The following commentary does not necessarily reflect the views of AgWeb or Farm Journal Media. The opinions expressed below are the author's own.
The following commentary does not necessarily reflect the views of AgWeb or Farm Journal Media. The opinions expressed below are the author's own.
Paul Georgy serves as president/CEO of Allendale, Inc., a worldwide agricultural advisory and research firm that provides agricultural commodity price research and risk management alternatives for producers, major food companies, international corporations, foreign governments, and major news vendors.
Good Morning from Allendale, Inc. with the early morning commentary for May 7, 2019.
Grain market traders continue to grapple with record soybean stocks, rising corn stocks, an excellent wheat crop, and strong export competition among major world suppliers in all three products.

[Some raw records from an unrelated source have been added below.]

PR #4451, opened 2026-06-26
Remove error handling dead code

### LINKED ISSUE #3830: Investigate errors forge returns during execution
### Current State

It seems that there might be inconsistencies between how forge handles certain errors and blockifier and within forge itself as well.
For example, for some errors we return encoded byte arrays, for some single felts, maybe other formats as well.
It might be beneficial to check this and choose a consistent approach.

### Objective

Investigate errors forge returns during execution

### Additional Context

_No response_

ddoktorski:
Closes #3830

- Remove outdated error handling of `call_entry_point` result - removed arms are effectively a dead code except the `StateError` which can be handled by the catch-all arm
- Remove custom error parser


ddoktorski:

- #4451 ◀
    - #4452

franciszekjob (approved):

crates/cheatnet/src/runtime_extensions/outer_call_runtime_extension/rpc.rs
```diff
@@ -136,21 +82,9 @@ impl CallFailure {
...
-            error => {
-                let error_string = error.to_string();
-                if let Some(panic_data) = try_extract_panic_data(&error_string) {
-                    CallFailure::Recoverable { panic_data }
-                } else {
-                    CallFailure::Unrecoverable {
-                        msg: ByteArray::from(error_string.as_str()),
-                    }
-                }
-            }
```
DelevoXDG, line 160: Are we deliberately letting `StateError` to be routed through `error => CallFailure::Unrecoverable`?

If yes, the error message seems fine by me, and perhaps even better now:
```diff
- Unable to reach the node. Check your internet connection and node url
+ Failed to read from state: Unable to reach the node. Check your internet connection and node url.
```

However, the PR description only mentions removing dead code, and `StateReadError` arm is not unreachable.

ddoktorski: I probably should have mentioned this in the description, but yes it doesn't require a dedicated arm and as you mentioned, it is handled well by the catch-all arm

crates/cheatnet/src/runtime_extensions/outer_call_runtime_extension/rpc.rs
```diff
@@ -73,57 +65,11 @@ pub enum CallFailure {
...
 impl CallFailure {
     /// Maps blockifier-type error, to one that can be put into memory as panic-data (or re-raised)
     #[must_use]
-    pub fn from_execution_error(
-        err: &EntryPointExecutionError,
-        starknet_identifier: &AddressOrClassHash,
-    ) -> Self {
+    pub fn from_execution_error(err: &EntryPointExecutionError) -> Self {
         match err {
-            EntryPointExecutionError::ExecutionFailed { error_trace } => {
```
DelevoXDG, line 96: `EntryPointExecutionError::ExecutionFailed` is *potentially* reachable as well:

https://github.com/foundry-rs/starknet-foundry/blob/master/crates/cheatnet/src/runtime_extensions/outer_call_runtime_extension/execution/entry_point.rs#L210-L215 

Or are we assuming that `!enable_reverts` implies that error is `Unrecoverable`?

ddoktorski: `EntryPointExecutionError::ExecutionFailed` is raised only as a result of `non_reverting_execute_call_entry_point` function (`enable_reverts` is always `true`, so linked code is effectively a dead code). Therefore, it seems to be correct to classify it as `Unrecoverable`

DelevoXDG: > `enable_reverts` is always `true`, so linked code is effectively a dead code

That is an assumption, however, I don't think it's guaranteed `enable_reverts` is always true.  
- it's `true` in `0.14.2`
- and it's `false` in `0.13.2`: https://github.com/starkware-libs/sequencer/blob/8b090b27bca8a8366c63ae864507f59c78c8bdc5/crates/blockifier/resources/blockifier_versioned_constants_0_13_2.json#L52

In any case, it's a variable controlled by blockifier, not us.

If for some reason it changes again, `EntryPointExecutionError::ExecutionFailed` will become a possibility, and I think it would be difficult to notice/remember to re-add it.

If something is not a guaranteed dead code, I'd rather keep it, or at least assert early that we expect `enable_reverts` to be `true` (probably the better option if we assume it won't change).

DelevoXDG (approved):

crates/cheatnet/src/runtime_extensions/outer_call_runtime_extension/rpc.rs
ddoktorski: Since we always use the latest Starknet version, the behavior in previous versions won't impact our flow here. Beyond that, it's very unlikely to revert to false in the future since that would be a major breaking change for the network.

> or at least assert early that we expect enable_reverts to be true

Do you have anything specific in mind?

DelevoXDG: `assert!` / `debug_assert!` somewhere, e.g. at `build_block_context`.

Or, we can add a single test like:
```rs
#[test]
fn snforge_assumes_enable_reverts() {
    assert!(
        VersionedConstants::latest_constants().enable_reverts,
        "..."
    );
}
```

ddoktorski: Added test https://github.com/foundry-rs/starknet-foundry/pull/4451/changes/00f5c16a962506e8c2389b96241b1ae72ff619fc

More rain is expected around the Midwest this week, which could further hamper corn planting and raise the chances of some land being switched to later-planted soybeans.
Chinese trade delegation is preparing to head to U.S. for trade talks, after President Trump said he would raise tariffs on $200 billion worth of Chinese goods this week and target hundreds of billions more soon if an agreement is not done, said Ministry spokesman Geng Shuang. He did not say if Vice Premier Liu He, who is China's lead official in trade negotiations, would be part of the delegation.

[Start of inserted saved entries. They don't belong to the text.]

PR #4455, opened 2026-06-29
Allow specifying private key in account creation

ddoktorski:
Allow speciyfing private key, if not provided generate a random pair as it worked so far.

PR #4456, opened 2026-06-29
Share common logic bettween `create` and `import` commands

ddoktorski:
[Refactor only]

### DIFF
--- a/crates/sncast/src/starknet_commands/account/mod.rs
+++ b/crates/sncast/src/starknet_commands/account/mod.rs
@@ -9,6 +9,7 @@ use camino::Utf8PathBuf;
 use clap::{Args, Subcommand};
 use configuration::resolve_config_file;
 use configuration::{load_config, search_config_upwards_relative_to};
+use conversions::string::{TryFromDecStr, TryFromHexStr};
 use serde_json::json;
 use sncast::helpers::account::{generate_account_name, load_accounts};
 use sncast::helpers::braavos::BraavosAccountFactory;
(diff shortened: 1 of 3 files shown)


ddoktorski:

- #4455
    - #4509
        - #4456 ◀

crates/sncast/src/starknet_commands/account/mod.rs
```diff
@@ -56,6 +57,42 @@ pub enum Commands {
...
+impl PrivateKeyArgs {
+    fn resolve_optional(&self) -> Result<Option<Felt>> {
+        match (&self.private_key, &self.private_key_file_path) {
+            (Some(key), _) => Ok(Some(*key)),
+            (None, Some(path)) => get_private_key_from_file(path)
+                .with_context(|| format!("Failed to obtain private key from the file {path}"))
+                .map(Some),
+            (None, None) => Ok(None),
+        }
+    }
```
franciszekjob, line 91: If `PrivateKeyArgs` is instantiated manually with both fields set, `private_key` always takes precedence over `private_key_file_path`. I know in practice we use this structure for clap only, but let's have a guard.

ddoktorski: There is now unreachable arm if both fields are set, as suggested in https://github.com/foundry-rs/starknet-foundry/pull/4455#discussion_r3641518765

franciszekjob (approved):

integraledelebesgue (approved):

Crop progress report was released with corn planting at 23% complete (15% last week, 36% last year and 5-year average of 46%). Soybean planting at 6% (3% last week, 14% last year and 5-year average of 14%). Hard red Spring wheat planting at 22% complete (13% last week, 27% last year and 49% average). Hard red Winter wheat at 64% GTE (64% last week, 34% last year and 45% average).
Abiove raised its estimate for Brazil’s soybean crop to 117.6 million tonnes (116.9 million tonnes last month), as late maturing fields show better productivity. Abiove cut its estimate for Brazilian soybean exports to 68.1 million tonnes (70.1 million tonnes last month), saying the African swine fever outbreak in China will reduce demand from its largest buyer.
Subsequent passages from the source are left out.